Control plane services (Gateway, Resource Manager, Task Manager, Task Dispatcher) use a TaskRegistry that:

1. Watches CRDs: Monitors Kubernetes for task and descriptor Custom Resources using the "list then watch" pattern
2. Loads into runtime: Dynamically loads task classes and descriptors into Python's module system when CRs are created or updated
3. Maintains registries: Keeps in-memory mappings from task/descriptor names to their runtime class definitions
4. References by name: Services pass task instance references (CR names) rather than serializing full task objects

This architecture enables eventual consistency across services while leveraging Kubernetes' strong consistency guarantees for the underlying CR storage.

Note

The CRD-based management system is under active development and subject to change, particularly around versioning strategies and tear-down semantics.

Task Lifecycle

Registration

Unit Tasks classes (e.g., LLMTask) are registered with the whole system. Their source code (concrete class definition) should be available to all services in the system. At the moment, we create multiple built-in Unit Task classes under cornserve_tasklib.task.unit and compose them under cornserve_tasklib.task.composite.

Deployment

A Unit Task class that is registered in the system can be deployed on the data plane as a Unit Task instance (e.g., LLMTask(model_id="llama")).

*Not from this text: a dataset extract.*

PR #875, opened 2026-08-18
Add a model and parser for the RFC 9209 Proxy-Status response field

arturobernalg:
Adds a typed model of a single Proxy-Status member together with the standardized proxy error values, and a parser that reads the Proxy-Status response field according to the RFC 9209 and RFC 8941 Structured Fields grammar. The model is immutable and preserves the Structured Fields value types; the parser validates the standardized and error-specific parameter types and ignores unrelated extension parameters.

1. The Unit Task object is instantiated externally, and then serialized into JSON via Pydantic.
2. The name of the Unit Task (as registered in the system) and the serialized JSON are sent to the Gateway service.
3. The Gateway service sends the unit task instance to the Resource Manager, which ensures that the Task Manager for the Unit Task is running on the data plane.
4. When the Task Manager is running, the Resource Manager notifies the Task Dispatcher with the unit task instance and Task Manager deployment information.

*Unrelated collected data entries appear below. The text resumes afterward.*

PR #876, opened 2026-08-19
decode punycode public suffixes in PublicSuffixMatcher.verify

dxbjavid:
PublicSuffixMatcher.verify (through verifyInternal) resolves the domain against the suffix rules without the normalisation and punycode decoding that getDomainRoot and matches already apply, and the bundled list holds IDN suffixes in their Unicode form. So an ACE-encoded public suffix such as xn--h-2fa.no matches no rule and verify returns true, which lets the cookie PublicSuffixDomainFilter treat a whole IDN TLD as a registrable domain and accept a supercookie scoped to it, even though matches recognises the same suffix correctly. This decodes and lowercases the input in verifyInternal the same way getDomainRoot does, so both the ACE and Unicode forms are rejected consistently while genuine registrable subdomains under an IDN suffix are still allowed.

### DIFF
--- a/httpclient5/src/main/java/org/apache/hc/client5/http/psl/PublicSuffixMatcher.java
+++ b/httpclient5/src/main/java/org/apache/hc/client5/http/psl/PublicSuffixMatcher.java
@@ -254,7 +254,14 @@ public final class PublicSuffixMatcher {
 
     @Internal
     public boolean verifyInternal(final String domain) {
-        final DomainRootInfo domainRootInfo = resolveDomainRoot(domain, null);
+        // Match the normalisation performed by getDomainRoot: the rules are held lowercase and in
+        // Unicode form, so an ACE-encoded (xn--) or mixed-case public suffix has to be decoded here
+        // as well, otherwise it fails to match a rule and is mistaken for a registrable domain.
+        String normalized = DnsUtils.normalize(domain);
+        if (normalized != null && normalized.contains("xn-")) {
+            normalized = IDN.toUnicode(normalized);
+        }
+        final DomainRootInfo domainRootInfo = resolveDomainRoot(normalized, null);
         if (domainRootInfo == null) {
             return false;
         }
--- a/httpclient5/src/main/java/org/apache/hc/client5/http/psl/PublicSuffixMatcher.java
+++ b/httpclient5/src/main/java/org/apache/hc/client5/http/psl/PublicSuffixMatcher.java
@@ -249,19 +249,20 @@ public final class PublicSuffixMatcher {
          if (domain == null) {
              return false;
          }
-         return verifyInternal(domain.startsWith(".") ? domain.substring(1) : domain);
+         // Normalise here so that verifyInternal can assume its input is already lowercase and in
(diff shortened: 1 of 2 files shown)


ok2c (commented):
@dxbjavid Could we pull the normalization logic up into `#verify` method and leave `#verifyInternal` as is under assumption its input is always normalized?

dxbjavid:
makes sense, done. normalisation now happens in verify and verifyInternal just assumes a normalised input.

one thing worth flagging: DefaultHostnameVerifier.matchIdentity calls verifyInternal directly rather than through verify, so with the logic moved up it now relies on the identity already being in normalised form. that matches the pre-existing behaviour on master, but if you'd like that path covered too i'm happy to normalise the identity at that call site.

httpclient5/src/main/java/org/apache/hc/client5/http/psl/PublicSuffixMatcher.java
```diff
@@ -249,7 +249,15 @@ public boolean verify(final String domain) {
          if (domain == null) {
              return false;
          }
-         return verifyInternal(domain.startsWith(".") ? domain.substring(1) : domain);
+         // Normalise here so that verifyInternal can assume its input is already lowercase and in
+         // Unicode form. The rules are held that way, so an ACE-encoded (xn--) or mixed-case public
+         // suffix has to be decoded first, mirroring getDomainRoot; otherwise it fails to match a
+         // rule and is mistaken for a registrable domain.
+         String normalized = DnsUtils.normalize(domain.startsWith(".") ? domain.substring(1) : domain);
```
ok2c: @dxbjavid Could not we use `DnsUtils#normalizeUnicode` here?

ok2c:
> one thing worth flagging: DefaultHostnameVerifier.matchIdentity calls verifyInternal directly rather than through verify, so with the logic moved up it now relies on the identity already being in normalised form. that matches the pre-existing behaviour on master, but if you'd like that path covered too i'm happy to normalise the identity at that call site.

The reason `#verifyInternal` exists at all is to avoid having to run the input through the normalization process multiple times. `DefaultHostnameVerifier#matchIdentity` normalizes the input at the beginning of the routine and then passes it normalized to the PSM.

httpclient5/src/main/java/org/apache/hc/client5/http/psl/PublicSuffixMatcher.java
dxbjavid: good call, switched to normalizeUnicode. it also drops the fragile contains("xn-") guard and handles the IllegalArgumentException from toUnicode for us, so it is a bit tidier than the getDomainRoot version.

dxbjavid:
right, that clears up my earlier worry then. since matchIdentity already normalises before it reaches the PSM, verifyInternal keeping its normalised-input assumption is fine and there is nothing extra needed at that call site.

ok2c:
@dxbjavid cherrry-picked to `5.6.x`

dxbjavid:
Thanks for the merge.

Deployed Unit Tasks become invocable, either as part of Composite Tasks or directly. Invocation can be driven by a static App driver registered in the Gateway service, a human user via our Jupyter Notebook interface.

Invocation

Task invocations go to the Task Dispatcher by calling and awaiting on the async __call__ method of the Task. This internally calls all invoke methods of Tasks in the DAG, where each unit Task constructs a TaskInvocation object (task, input, and output) to add to a task-specific TaskContext object. The list of TaskInvocation objects are sent to the Taks Dispatcher.

The Task Dispatcher is responsible for actually constructing requests, dispatching them to Task Executors, waiting for the results to come back, and then returning task outputs to the App Driver.

Deregistration

When an App is unregistered and if there are no other active Apps that require the Task, the Resource Manager will kill the Task Manager and free up the resources.